3- As a postdoctoral fellow, I initiated a series of studies using a chemogenetic approach to target the hippocampal neural activity selectively. By using excitatory and inhibitory mutant G-protein coupled receptors (DREADDs) in a cell-type specific manner, I showed that the activity of immature dentate gyrus neurons is both necessary and sufficient for antidepressant action. Interestingly, activating immature neurons, even without an increase in their number, exerted a rapid antidepressant effect and reversed the effects of unpredictable chronic mild stress. This suggested a potential mechanism to explain the rapid antidepressant effects of Ketamine. Therefore, in a separate project, I mentored a graduate student to use the chemogenetic approach in combination with a transgenic mouse model and showed that activation of immature dentate gyrus neurons is necessary and sufficient for the rapid behavioral effects of Ketamine.

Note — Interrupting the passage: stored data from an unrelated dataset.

PR #76, opened 2022-12-07
Add CDN support

bfmatei:
**What is this feature and why do we need it?**

This PR aims to bring support for IIFE bundles so they can be loaded from CDNs.

The idea was to get the TS code, pass it through Rollup (which compiles the code and uses Terser to minify it) and publish the bundle along with the other packages. One can than use unpkg to serve the bundles. See an example usage at the bottom of this PR.

Besides this, there are a couple of other improvements:
- `fast-deep-equal` was replaced with an in-house approach (a lil' faster given the use case but also because it had issues with bundling).
- refactored a little bit the tsconfig files so the project
- added cache for eslint and prettier
- changed the build output so the types are bundled only once instead of twice (once for `esm` and once for `cjs`).
- fixed types for both Jest and Cypress
- prevent builds from including test files
- updated dependencies
- Both Cypress and Jest no longer need empty exports

**Checklist**:

- [x] Tests added
- [x] Changelog updated
- [x] Documentation updated

```html
<!doctype html>
<html>
  <head>
    <script>
      // Initialize Faro when the main bundle loads
      window.init = () => {
        window.GrafanaFaroWebSdk.initializeFaro({
          app: {
            name: 'test',
          },
          transports: [new window.GrafanaFaroWebSdk.ConsoleTransport()],
        });
      }

      // Dynamically add the tracing instrumentation when the bundle loads
      window.addTracing = () => {
        window.GrafanaFaroWebSdk.faro.instrumentations.add(new window.GrafanaFaroWebTracing.TracingInstrumentation());
      }
    </script>
  </head>
  <body>
    <!-- Load the bundles from "somewhere" -->
    <script src="bundle/faro-web-sdk.iife.js" onload="window.init()"></script>
    <script src="bundle/faro-web-tracing.iife.js" onload="window.addTracing()"></script>
  </body>
</html>
```


packages/core/package.json
```diff
@@ -19,26 +19,32 @@
     "url": "https://github.com/grafana/faro-web-sdk.git",
     "directory": "packages/core"
   },
-  "main": "dist/cjs/index.js",
-  "module": "dist/esm/index.js",
-  "types": "dist/cjs/index.d.ts",
+  "browser": "./dist/bundle/faro-core.iife.js",
```
domasx2, line 22: are you sure this is correct? AFAIK this field is for bundlers use, so propably should still be esm/cjs/amd, not iife.

packages/web-tracing/src/instrumentation.ts
```diff
@@ -29,7 +29,7 @@ export class TracingInstrumentation extends BaseInstrumentation {
   }
 
   initialize(): void {
-    const config = this.faro.config;
+    const config = faro.config;
```
domasx2, line 32: This change introdcues a problem if you have multiple instances of Faro, something we haven't fully solved yet.. 
Perhaps we should simply not allow multiple instances for simplicity sake?

domasx2 (commented):
Great work, only few minor concerns. Also I think needs changelog & docs (readme) update

domasx2 (approved):
:+1:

4- In another project, I identified hippocampal bone morphogenetic protein (BMP) signaling as a potential common pathway for antidepressant activity, where inactivation of this pathway is sufficient to induce a therapeutic effect. Specifically, the treatment of mice with six different classes of antidepressants, as well as electroconvulsive therapy, decreased BMP signaling in the dentate gyrus of the hippocampus. Prevention of this decrease blocks the effects of antidepressant treatment on molecular and behavioral phenotypes. Conversely, inhibition of BMP signaling in hippocampal neural progenitor cells, using targeted mutant mice and inhibitory DREADDs, is sufficient to produce an antidepressant effect. I also collaborate with other Kessler lab members in defining the relationship between hippocampal neurogenesis and aging-associated behavioral changes by using DREADDs and implementing different behavioral paradigms.